The Nutrition Google Game

(Click here to play the game yourself.)

A friend and I just accidentally invented a fun game. I like it because it cutely illustrates the current completely ridiculous state of our understanding of human nutrition. Namely, there’s an amazingly long list of things that people think about nutrition–such a long list that it’s just really really hard to imagine even a small fraction of these things actually being true.

(I have a lot more to say about human nutrition than just this. In short, I am extremely skeptical of any claims about human nutrition. I sort of touched on this in this old blog post on my poker blog, and I might do a bit more in the future.)

Anyway, here’s the game:

  1. Choose something that people eat that some people think might have effects on your health (e.g. trans fats or calcium or acai berries).
  2. Choose a word or phrase that is somehow related to human health (e.g. “asthma” or “concentration” or “bad for you”).
  3. Google them together.
  4. Watch as hilarity ensues.

For example, let’s choose gluten and autism. Here’s what I get:

(Note that your results may vary a bit, especially if you’re not in the United States or are currently logged into a Google account. The gist should be the same, though.)

I chose gluten and autism entirely because they’re the first two seemingly unrelated things that popped into my head, and there are 3.3 million results! There are preliminary studies that are essentially useless for drawing conclusions (because of small sample sizes, lack of control, etc.) that are nevertheless widely cited; there are lots of websites devoted to telling people that a gluten-free diet will cure autism; there are some news articles and the like about larger studies that show absolutely no effect and debate the plausibility; and, there’s even a video of a woman who claims that her child’s autism was cured by a gluten-free (and casein-free) diet. (The woman is selling something, of course.)

And, these results are roughly typical, as you can confirm yourself. Indeed, if you Google just about any combination of a food/nutrient and something related to your health, you’ll find that lots of people believe that the two are strongly linked. Check out what fish oil reportedly does to men’s penises or the surprising effects that calcium probably doesn’t actually have on your weight or what some people think spinach does to your vision. So far, I think that the funniest one that I’ve found is the reported effect of breast milk on Alzheimer’s disease.

Anyway, I thought that was kind of funny. Here’s a little script I wrote so you can try it yourself. Seriously, give it a try.

4 thoughts on “The Nutrition Google Game

  1. Zeke

    As someone who is deeply interested in journalism, science, XKCD and poker, I’ve been a fan of yours for a while. Somehow I just came across this blog, and it’s definitely a quality read. Keep up the good work!
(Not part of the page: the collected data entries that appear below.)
PR #5762, opened 2025-06-20
Add Base58 library

### LINKED ISSUE #5760: Consider adding a Base58 library
**🧐 Motivation**

Useful for encoding non-EVM addresses

**📝 Details**

Amxx:
Fixes #5760
Includes (depends on) #5733

This probably deserves some assembly. It feels like the decoding could be optimized a lot. Note that base58 is notoriously loop (and memory ops) heavy. 

#### PR Checklist

- [x] Tests
- [x] Documentation

## Summary by CodeRabbit

- **New Features**
  - On-chain Base58 encoding/decoding utility added.
  - Bytes utilities enhanced with in-place splice variants and helpers to count leading/consecutive bytes; splice parity with slicing ensured.

- **Documentation**
  - Base58 added to docs; Base64 descriptions clarified.

- **Tests**
  - Comprehensive Base58 tests (round-trip, vectors, invalid-input handling).
  - Expanded Bytes tests to cover new helpers and splice.
  - Updated Base64 tests with improved assertion style.


contracts/utils/Base58.sol
```diff
@@ -0,0 +1,135 @@
...
+                    _mstore8(binu, ptr, bytes1(uint8(outi[j] >> (8 * mask))));
+                    ptr++;
+                }
+                mask = 4;
+            }
+
+            uint256 dataCLZ = _countLeading(data, 0x31);
+            for (uint256 msb = dataCLZ; msb < binu.length; ++msb) {
+                if (_mload8(binu, msb) != 0x00) {
+                    return binu.slice(msb - dataCLZ, ptr);
```
Amxx: candidate for splice

contracts/utils/Base58.sol
```diff
@@ -0,0 +1,135 @@
...
+                }
+            }
+            return binu.slice(0, ptr);
```
Amxx: candidate for splice

contracts/utils/Base58.sol
```diff
@@ -0,0 +1,135 @@
...
+            bytes memory cache = bytes(_TABLE);
+            for (uint256 i = 0; i < resultLength; ++i) {
+                uint256 idx = _mload8i(slot, i + slotCLZ - dataCLZ);
+                bytes1 c = _mload8(cache, idx);
+                _mstore8(slot, i, c);
+            }
+
+            assembly ("memory-safe") {
+                mstore(slot, resultLength)
+            }
```
Amxx: here we could splice slot, and then map using the cache

contracts/utils/Base58.sol
```diff
@@ -0,0 +1,133 @@
...
+ */
+library Base58 {
+    using SafeCast for bool;
+    using Bytes for bytes;
+
+    error InvalidBase56Digit(uint8);
+
+    bytes internal constant _TABLE = "123456789ABCDEFGHJKLMNPQRSTUVWXYZabcdefghijkmnopqrstuvwxyz";
+    bytes internal constant _LOOKUP_TABLE =
+        hex"000102030405060708ffffffffffffff090a0b0c0d0e0f10ff1112131415ff161718191a1b1c1d1e1f20ffffffffffff2122232425262728292a2bff2c2d2e2f30313233343536373839";
```
Amxx: For anyone curious, here is how you build these lookup tables:

```javascript
const { ethers } = require("ethers");

const max = (...values) => values.slice(1).reduce((x, y) => (x > y ? x : y), values.at(0));
const min = (...values) => values.slice(1).reduce((x, y) => (x < y ? x : y), values.at(0));

const buildLookup = (...tables) => {
    const bTables = tables.map(table => Array.from(ethers.toUtf8Bytes(table)));
    const MINIMUM = min(...bTables.flatMap(x => x));
    const MAXIMUM = max(...bTables.flatMap(x => x));
    const lookup = Uint8Array.from(Array.from({ length: MAXIMUM - MINIMUM + 1 }).map((_, i) => bTables.map(table => table.indexOf(i + MINIMUM)).find(x => x != -1) ?? 0xff));
    const valid = tables.every(table => Object.entries(table).every(([ i, c]) => i == lookup.at(c.charCodeAt(0) - MINIMUM)));
    return valid ? { tables, lookup: ethers.hexlify(lookup), MINIMUM, MAXIMUM } : undefined;
}

console.log(buildLookup(
    "ABCDEFGHIJKLMNOPQRSTUVWXYZabcdefghijklmnopqrstuvwxyz0123456789+/", // base64
    "ABCDEFGHIJKLMNOPQRSTUVWXYZabcdefghijklmnopqrstuvwxyz0123456789-_", // base64url
));

console.log(buildLookup(
    "123456789ABCDEFGHJKLMNPQRSTUVWXYZabcdefghijkmnopqrstuvwxyz", // base58
));
```

contracts/utils/Base58.sol
```diff
@@ -0,0 +1,133 @@
...
+            bytes memory binu = new bytes(size);
+
+            bytes memory cache = _LOOKUP_TABLE;
+            uint256 outiLength = (b58Length + 3) / 4;
+            // Note: allocating uint32[] would be enough, but solidity doesn't pack memory.
+            uint256[] memory outi = new uint256[](outiLength);
+            for (uint256 i = 0; i < data.length; ++i) {
+                // get b58 char
+                uint8 chr = _mload8i(data, i);
+                require(chr > 48 && chr < 123, InvalidBase56Digit(chr));
```
Amxx: 48 and 123 are derived from the minimum and maximum values taken by b58 chars, see https://github.com/OpenZeppelin/openzeppelin-contracts/pull/5762/files#r2160061084

contracts/utils/Base58.sol
```diff
@@ -0,0 +1,184 @@
...
+            let slotLength := add(add(div(mul(sub(dataLength, dataLeadingZeros), 138), 100), dataLeadingZeros), 1)
+
+            // Zero the encoded buffer
+            for {
+                let i := 0
+            } lt(i, slotLength) {
+                i := add(i, 0x20)
+            } {
+                mstore(add(add(encoded, 0x20), i), 0)
+            }
```
Vectorized, line 80:
```suggestion
            calldatacopy(add(encoded, 0x20), calldatasize(), slotLength)
```

Amxx: solady's hacks making it into OZ, one at a time

contracts/utils/Base58.sol
```diff
@@ -0,0 +1,207 @@
...
+        assembly ("memory-safe") {
+            // Count number of zero bytes at the beginning of `input`. These are encoded using the same number of '1's
+            // at then beginning of the encoded string.
+            let inputLeadingZeros := 0
+            for {} lt(byte(0, mload(add(add(input, 0x20), inputLeadingZeros))), lt(inputLeadingZeros, inputLength)) {} {
+                inputLeadingZeros := add(inputLeadingZeros, 1)
+            }
+
+            // Start the output offset by an over-estimate of the length.
+            let outputLengthEstim := add(inputLeadingZeros, div(mul(sub(inputLength, inputLeadingZeros), 8351), 6115))
```
Amxx: FYI:
```8351 / 6115 = 1.365658217497956```
is an estimation of
```Math.log2(256) / Math.log2(58) = 1.365658237309761```

File: contracts/utils/Base58.sol [hunk 8]
```diff
@@ -0,0 +1,207 @@
...
+
+            // This is going to be our "scratch" workspace. Be leave enough room on the left to store length + encoded input.
```
Amxx:
```suggestion
            // This is going to be our "scratch" workspace. We leave enough room after FMP to later store length + encoded output.
```

contracts/utils/Base58.sol
```diff
@@ -0,0 +1,207 @@
...
+                // unfold first loop, with a different shift.
+                if i {
+                    mstore(ptr, shr(mul(sub(32, i), 8), mload(add(input, 0x20))))
+                    ptr := add(ptr, 0x20)
+                }
+            } lt(i, inputLength) {
+                ptr := add(ptr, 0x20) // next limb
+                i := add(i, 31) // move in buffer
+            } {
+                // Load 32 bytes from the input buffer and shift to only keep the 31 leftmost.
```
Amxx:
```suggestion
                // Load 31 bytes from the input buffer and store then in scratch (at ptr) in a dedicated 32 bytes space.
```

contracts/utils/Base58.sol
```diff
@@ -0,0 +1,207 @@
...
+
+            // This is going to be our "scratch" workspace. We leave enough room after FMP to later store length + encoded output.
+            let scratch := add(mload(0x40), add(outputLengthEstim, 0x21))
+
+            // Cut the input buffer in section (limbs) of 31 bytes (248 bits). Store in scratch.
+            let ptr := scratch
+            for {
+                // first section is possibly smaller than 31 bytes
+                let i := mod(inputLength, 31)
+                // unfold first loop, with a different shift.
```
Amxx:
```suggestion
                // If inputLength is not a multiple of 31, unfold the first loop:
                // Load the first i bytes from the input, right align them, and store them in scratch (at ptr) in a dedicated 32 bytes space.
```

contracts/utils/Base58.sol
```diff
@@ -0,0 +1,207 @@
...
+                mstore(ptr, shr(8, mload(add(add(input, 0x20), i))))
+            }
+
+            // Store the encoding table. This overlaps with the FMP that we are going to reset later anyway.
+            // See sections 2 of https://inputtracker.ietf.org/doc/html/draft-msporny-base58-03
+            mstore(0x1f, "123456789ABCDEFGHJKLMNPQRSTUVWXY")
+            mstore(0x3f, "Zabcdefghijkmnopqrstuvwxyz")
+
+            // Encoding the "input" part of the result.
+            // `output` point the the left part of the encoded string. we start from scratch, which means we have
```
Amxx:
```suggestion
            // `output` point the the left part of the encoded string. we start from the `scratch` pointer, which means we have
```

contracts/utils/Base58.sol
```diff
@@ -0,0 +1,207 @@
...
+                // check if there are non-zero limbs remaining
+                let i := scratch
+                for {} and(iszero(mload(i)), lt(i, ptr)) {
+                    i := add(i, 0x20)
+                } {}
+                if eq(i, ptr) {
+                    break
+                }
+
+                // base 58 arithmetic on the 248bits limbs
```
Amxx:
```suggestion
                // base 58 arithmetic on the 248bits limbs:
                // we compute the remainder modulo 58 of the value encoded in the limbs, 
                // all while dividing the value encoded in the limbs by 58
```

contracts/utils/Base58.sol
```diff
@@ -0,0 +1,207 @@
...
+                let carry := 0
+                for {
+                    i := scratch
+                } lt(i, ptr) {
+                    i := add(i, 0x20)
+                } {
+                    let acc := add(shl(248, carry), mload(i))
```
Amxx:
```suggestion
                    // Load the next limb and add the carry (limbs are 248bits objects)
                    let acc := add(shl(248, carry), mload(i))
```

contracts/utils/Base58.sol
```diff
@@ -0,0 +1,207 @@
...
+                    mstore(i, div(acc, 58))
```
Amxx:
```suggestion
                    // store the updated limb (divided by 58)
                    mstore(i, div(acc, 58))
```

contracts/utils/Base58.sol
```diff
@@ -0,0 +1,207 @@
...
+                    carry := mod(acc, 58)
```
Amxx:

    Regarding the post itself, I’m similarly suspicious of various nutritional claims. While I’m sure there’s some sound fundamental science underlying the raw basics (how your body processes carbs and proteins, for example), it feels like every month a new nutritional claim is grabbing the headlines. I’m inherently wary of all of them just by the speed with which new studies come and go; since so few of them have staying power, this makes it impossible IMO to take any of them seriously. Understanding nutrition is undoubtedly an immensely difficult project (as is anything biological), but I’d prefer to wait until there’s a substantial body of evidence backing a particular nutritional claim before altering my dietary habits accordingly. The nice thing about this Kuhnian approach is that I don’t have to read every study all the time; I can just take the meta-approach of waiting for a consensus to emerge.

    What are your thoughts on cell phones and cancer?

    1. Noah Stephens-Davidowitz Post author

      Hi Zeke,
      Thanks for the kind words!

      As far as I can tell, there’s absolutely no reason to believe that cell phones can cause cancer. There seems to be no empirical evidence, and there’s no plausible mechanism. Radiation can cause cancer, but that radiation is much higher energy and can actually break molecular bonds. Cell phone radiation are have like 15 orders of magnitude less energy than they’d need to be able to do that.